Com a ajuda dos estudantes, que formaram um cordão em frente ao portão de entrada, os terceirizados impediram que fosse batido o ponto e atrasaram o início de suas atividades até que lhes fosse pago o que era devido. Não demorou uma hora para que os responsáveis da UFPR e da empresa RCS, que opera na universidade a cerca de três messes, aparecessem. A primeira desculpa dada foi de que a empresa estava com pouco caixa devido a falta de pagamentos de outros órgãos públicos onde opera, mesmo que a UFPR tenha pago em dia. Passaram depois a tentar coagir os estudantes tirando fotos e dizendo que os trabalhadores receberiam multas pelo piquete. Não tiveram sucesso.
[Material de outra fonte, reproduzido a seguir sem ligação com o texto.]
PR #2461, opened 2023-10-25
Feat(mysql): convert full outer join to union with left/right outer joins

### LINKED ISSUE #2458: Feat(mysql): transpile FULL OUTER JOIN to LEFT/UNION/RIGHT
MySQL does not support `FULL OUTER JOIN`. Whenever sqlglot is transpiling from another dialect, I'd like it to generate the equivalent operation of `LEFT JOIN` `UNION` `RIGHT JOIN`.

GeorgeSittas:
Fixes #2458

This is an incomplete fix since the generic solution is more tricky.

### DIFF
--- a/sqlglot/transforms.py
+++ b/sqlglot/transforms.py
@@ -393,7 +393,7 @@ def eliminate_full_outer_join(expression: exp.Expression) -> exp.Expression:
             full_outer_join.set("side", "left")
             expression_copy.args["joins"][index].set("side", "right")
 
-            return exp.union(expression, expression_copy)
+            return exp.union(expression, expression_copy, copy=False)
 
     return expression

Os trabalhadores se negaram a retomar o trabalho até que fosse depositado o pagamento, o que aconteceu depois de quatro horas e meia de piquete. Regozijantes com a vitória, os trabalhadores e estudantes comemoraram. Em suas falas deixaram claro que a vitória só foi possível com a luta conjunta de ambas as categorias e que o atraso em seu salário era consequência da politica tanto da empresa quanto do Estado, que constantemente sucateia e ataca seus direitos fundamentais. Os estudantes ainda afirmaram que se houvesse qualquer tipo de demissão, corte de salário ou multa em decorrência da mobilização, eles voltariam em maior número e fariam a empresa se arrepender.

“Hoje viemos aqui exigir o mínimo apenas, só aquilo que já foi acordado, o salário, sem o qual não temos como viver. Amanhã iremos exigir o aumento [o salário atual é de 1.104 em média], a insalubridade [auxílio que não recebem embora tenham direito], a possibilidade de todos comerem no Restaurante Universitário e muito mais. Juntos podemos conquistar todas as nossas pautas”, disse um estudante.